=== Action item ===
The full listing should be reproduced exactly as it appears.

=== Data records ===

PR #990, opened 2017-08-15
experimental RTTY: added shift & freq for DWD weather reception 

DD4WH:
does not work (yet!?):
To try, uncomment "#define DWD_STANDARD" in audio_driver.c line 1776
- I changed frequencies to 915Hz and 1365Hz = shift of 450Hz
- I changed Baud rate to 50Hz
However, does not work with DWD reception, maybe you have to change lines 1949 ff., because no. of samples per bit changed with decimation/sample rate??
try 
LSB 4584.035kHz
USB 10999.765kHz
LSB 7647.035kHz
USB 11037.965kHz
USB 14.466.265kHz

### DIFF
--- a/mchf-eclipse/drivers/audio/audio_driver.c
+++ b/mchf-eclipse/drivers/audio/audio_driver.c
@@ -1761,6 +1761,7 @@ float32_t hang_backmult;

=== Answer ===
PR #990, opened 2017-08-15
experimental RTTY: added shift & freq for DWD weather reception 

DD4WH:
does not work (yet!?):
To try, uncomment "#define DWD_STANDARD" in audio_driver.c line 1776
- I changed frequencies to 915Hz and 1365Hz = shift of 450Hz
- I changed Baud rate to 50Hz
However, does not work with DWD reception, maybe you have to change lines 1949 ff., because no. of samples per bit changed with decimation/sample rate??
try 
LSB 4584.035kHz
USB 10999.765kHz
LSB 7647.035kHz
USB 11037.965kHz
USB 14.466.265kHz

### DIFF
--- a/mchf-eclipse/drivers/audio/audio_driver.c
+++ b/mchf-eclipse/drivers/audio/audio_driver.c
@@ -1761,6 +1761,7 @@ float32_t hang_backmult;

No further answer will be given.